Subtelomeric hotspots of aberrant 5-hydroxymethylcytosine-mediated epigenetic modifications during reprogramming to pluripotency

Mammalian somatic cells can be directly reprogrammed into induced pluripotent stem cells (iPSCs) by introducing defined sets of transcription factors. Somatic cell reprogramming involves epigenomic reconfiguration, conferring iPSCs with characteristics similar to embryonic stem cells (ESCs). Human ES cells contain 5-hydroxymethylcytosine (5hmC), which is generated through the oxidation of 5-methylcytosine by the TET enzyme family.
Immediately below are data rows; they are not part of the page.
PR #2283, opened 2016-11-23
Extracting some args names in GATKTool to static values

magicDGS:
Very simple patch to extract arguments that may be useful for other toolkits into `StandardArgumentDefinitions` and some in-class changes.


lbergelson:
👍

PR #2285, opened 2016-11-29
Sh insdel call exp

SHuang-Broad:
A PR into a branch for myself to check test coverage (cannot be into the master because of the Spark bug).


SHuang-Broad:
Test coverage seem ok.

Issue #2276, opened 2016-11-21
VQSR sometimes outputs repeats of tranches


cmnbroad:
GATK4 in some cases outputs the first and last tranches twice in its tranche file and this leads to an extra line in the output file as well. This was reported as part of the tieout, i.e. for this test case:

gatk-launch VariantRecalibrator \
 --variant /seq/dax/ExAc2/Exome/v2/sites_only_combined/chr1.sites_only.unfiltered.vcf.gz \
 --resource mills,known=false,training=true,truth=true,prior=12:/seq/references/Homo_sapiens_assembly19/
 --resource axiom,known=false,training=true,truth=false,prior=10:/seq/references/Homo_sapiens_assembly19
 --resource dbsnp138,known=true,training=false,truth=false,prior=2:/seq/references/Homo_sapiens_assembly
 -an QD -an MQRankSum -an ReadPosRankSum -an FS -an SOR \
 -tranche 100.0 -tranche 99.95 -tranche 99.9 -tranche 99.8 -tranche 99.6 -tranche 99.5 -tranche 99.4 -tr
 -trustAllPolymorphic \
 --output results/recal4_indel_exome.vcf \
 -mode INDEL \
 -tranchesFile results/recal4_indel_exome.txt \
 --gatk3Compatibility

lucidtronix:
I think the tranches arguments got truncated in the command line above.  Here is one that causes the issue:

gatk-launch VariantRecalibrator \
--variant /seq/dax/ExAc2/Exome/v2/sites_only_combined/chr1.sites_only.unfiltered.vcf.gz \
--resource mills,known=false,training=true,truth=true,prior=12:/seq/references/Homo_sapiens_assembly19/v1/variant_calling/vqsr_resources/WGS/v2/Mills_and_1000G_gold_standard.indels.b37.vcf.gz \
--resource axiom,known=false,training=true,truth=false,prior=10:/seq/references/Homo_sapiens_assembly19/v1/variant_calling/vqsr_resources/WGS/v2/Axiom_Exome_Plus.genotypes.all_populations.poly.vcf.gz \
--resource dbsnp138,known=true,training=false,truth=false,prior=2:/seq/references/Homo_sapiens_assembly19/v1/variant_calling/vqsr_resources/WGS/v2/dbsnp_138.b37.vcf.gz \
-an QD -an MQRankSum -an ReadPosRankSum -an FS -an SOR \
[...]

PR #2286, opened 2016-11-30
Add a VQSR multi-tranche test.

cmnbroad:
Add a VQSR test that includes user-specified tranches (inspired by https://github.com/broadinstitute/gatk/issues/2276).


src/test/java/org/broadinstitute/hellbender/tools/walkers/vqsr/VariantRecalibratorIntegrationTest.java
```diff
@@ -98,7 +97,36 @@ public void testVariantRecalibratorSNP(final String[] params) throws IOException
...
+                        "-tranche", "99.5",
+                        "-tranche", "99.4",
+                        "-tranche", "99.3",
+                        "-tranche", "99.0",
+                        "-tranche", "98.0",
+                        "-tranche", "97.0",
+                        "-tranche", "90.0"
+                )
+        );
+        doSNPTest(args.toArray(new String[args.size()]), getLargeVQSRTestDataDir() + "expected/SNPWithTranches.txt");
```
droazen: The expected output here is named `SNPWithTranches.txt`, which is fine -- but the expected output for the test without explicit tranches is named `SNPTranches.txt`, which is confusing.

droazen:
One comment to address then merge when ready @cmnbroad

Here we show that 5hmC levels increase significantly during reprogramming to human iPSCs mainly due to TET1 activation, and this hydroxymethylation change is critical for optimal epigenetic reprogramming, but does not compromise primed pluripotency. Compared with hES cells, we find iPS cells tend to form large-scale (100 kb-1.3 Mb) aberrant reprogramming hotspots in subtelomeric regions, most of which display incomplete hydroxymethylation on CG sites. Strikingly, these 5hmC aberrant hotspots largely coincide (~80%) with aberrant iPS-ES non-CG methylation regions. Our results suggest that TET1-mediated 5hmC modification could contribute the epigenetic variation of iPSCs and iPSC-hESC differences.